## Exercise
Go through the records below and report each line with "copy" in it.

## Data to use
PR #937, opened 2021-10-01
Restart collection rules when configuration changes.

### LINKED ISSUE #657: Add change token source for collection rule options when egress options change
Because several collection rule actions depend on egress providers, must implement an `IOptionsChangeTokenSource<T>` for the collection rule options that notifies that the options are invalidated when egress configuration changes. Scope this token source to only notify if collect actions are actively used by a collection rule to prevent egress changes from tearing down all active collection rules when the collect action is not used. (Although, how likely is it that a collection rule doesn't use a collect action?)

jander-msft:
This change plumbs through the ability to stop and restart collection rules on all processes when the collection rule configuration changes.

~~TODO: Add functional test that verifies that a rule change is actually reflected in the tool and can be observed.~~ Done

closes #657

### DIFF
--- a/src/Tests/Microsoft.Diagnostics.Monitoring.Tool.FunctionalTests/CollectionRuleTests.cs
+++ b/src/Tests/Microsoft.Diagnostics.Monitoring.Tool.FunctionalTests/CollectionRuleTests.cs
@@ -8,11 +8,13 @@ using Microsoft.Diagnostics.Monitoring.TestCommon.Runners;
 using Microsoft.Diagnostics.Monitoring.Tool.FunctionalTests.Fixtures;
 using Microsoft.Diagnostics.Monitoring.Tool.FunctionalTests.Runners;
 using Microsoft.Diagnostics.Monitoring.WebApi;
+using Microsoft.Diagnostics.Tools.Monitor;
 using Microsoft.Diagnostics.Tools.Monitor.CollectionRules.Options.Triggers;
 using Microsoft.Extensions.DependencyInjection;
 using System;
 using System.IO;
 using System.Net.Http;
+using System.Reflection;
 using System.Runtime.InteropServices;
 using System.Threading;
 using System.Threading.Tasks;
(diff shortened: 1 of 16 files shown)


src/Tests/Microsoft.Diagnostics.Monitoring.Tool.FunctionalTests/CollectionRuleTests.cs
```diff
@@ -247,6 +249,67 @@ public async Task CollectionRule_ProcessNameFilterNoMatchTest(DiagnosticPortConn
...
         }
 
+        /// <summary>
+        /// Validates that a change in the collection rule configuration is detected and applied correctly.
+        /// </summary>
+        [Theory]
+        [InlineData(DiagnosticPortConnectionMode.Listen)]
+        public async Task CollectionRule_ConfigurationChangeTest(DiagnosticPortConnectionMode mode)
+        {
+            string firstRuleName = "FirstRule";
```
kkeirstead, line 259: Should these be constants?

src/Tests/Microsoft.Diagnostics.Monitoring.Tool.FunctionalTests/TestTimeouts.cs
```diff
@@ -38,5 +38,10 @@ internal static class TestTimeouts
         /// Timeout for waiting for a collection rule to be filtered.
         /// </summary>
         public static readonly TimeSpan CollectionRuleFilteredTimeout = TimeSpan.FromSeconds(10);
+
+        /// <summary>
+        /// Timeout for waiting for a collection rule to be filtered.
```
kkeirstead, line 43: I think this comment got copy-pasted and needs to be updated.

src/Tools/dotnet-monitor/CollectionRules/CollectionRuleContainer.cs
```diff
@@ -54,11 +54,64 @@ public async ValueTask DisposeAsync()
         {
             if (DisposableHelper.CanDispose(ref _disposalState))
             {
-                _disposalTokenSource.SafeCancel();
+                await StopRulesCore(CancellationToken.None);
```
kkeirstead, line 57: Do we want a token here or it fine to pass None?

src/Tools/dotnet-monitor/CollectionRules/CollectionRuleContainer.cs
```diff
@@ -54,11 +54,64 @@ public async ValueTask DisposeAsync()
...
+            }
+        }
+
+        public async Task StartRulesAsync(
```
wiktork, line 61: I have no issues with this approach, but would it be easier to just destroy and recreate the entire rule container?

src/Tools/dotnet-monitor/CollectionRules/CollectionRuleContainer.cs
```diff
@@ -54,11 +54,64 @@ public async ValueTask DisposeAsync()
...
+            IReadOnlyCollection<string> ruleNames,
+            CancellationToken token)
+        {
+            DisposableHelper.ThrowIfDisposed<CollectionRuleContainer>(ref _disposalState);
```
wiktork, line 65: Consider an assert or failure if we ever call Start twice in a row instead of Start/Stop.

src/Tools/dotnet-monitor/CollectionRules/CollectionRuleService.cs
```diff
@@ -55,42 +72,109 @@ public async ValueTask DisposeAsync()
...
 
-                IProcessInfo processInfo = await ProcessInfoImpl.FromEndpointInfoAsync(endpointInfo);
+                _logger.CollectionRuleConfigurationChanged();
 
-                CollectionRuleContainer container = new(
-                    _serviceProvider,
-                    _logger,
-                    processInfo);
-                _containers.Add(container);
+                // Get a copy of the container list to avoid having to
```
wiktork, line 116: So the scenario here is if we are restarting the existing set of containers, another one may be added correct?

src/Tools/dotnet-monitor/CollectionRules/CollectionRuleContainer.cs
jander-msft: To do that, the service would need to keep a list of IEndpointInfo/IProcessInfo objects in order to recreate the containers. 

Arguably, this might be necessary anyway since the service/containers/pipelines have no way of detecting when the target process has exited; either the container or the service needs to poll the process periodically and then shutdown the rules when the process has exited. I was thinking that maybe the container could do this polling and then notify the service when the process is gone; this way, all of the process specific logic is contained in the container.

I was hoping to tackle that in the next change.

src/Tools/dotnet-monitor/CollectionRules/CollectionRuleService.cs
jander-msft: Yes, because configuration change can happen async to a process being discovered, I wanted some guards are modifying the collection of containers.

src/Tools/dotnet-monitor/CollectionRules/CollectionRuleService.cs
```diff
@@ -30,17 +33,31 @@ CollectionRulesConfigurationProvider provider
             _logger = logger ?? throw new ArgumentNullException(nameof(logger));
             _provider = provider ?? throw new ArgumentNullException(nameof(provider));
             _serviceProvider = serviceProvider ?? throw new ArgumentNullException(nameof(serviceProvider));
+
+            CancellationToken disposalToken = _disposalSource.Token;
+            _reapplyRulesTask = Task.Run(() => ReapplyRulesAsync(disposalToken), disposalToken).SafeAwait();
```
wiktork, line 38: Consider pushing the execution of this task into IHostedService instead of the ctor here.

wiktork (approved):

jander-msft:
The build failures in the latest build are a few tests that couldn't start dotnet-monitor on MacOS, which is an existing issue: #439 Bypassing successful PR validation since there are no other failures cause by this change.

## Output of the task
kkeirstead, line 43: I think this comment got copy-pasted and needs to be updated.
+                // Get a copy of the container list to avoid having to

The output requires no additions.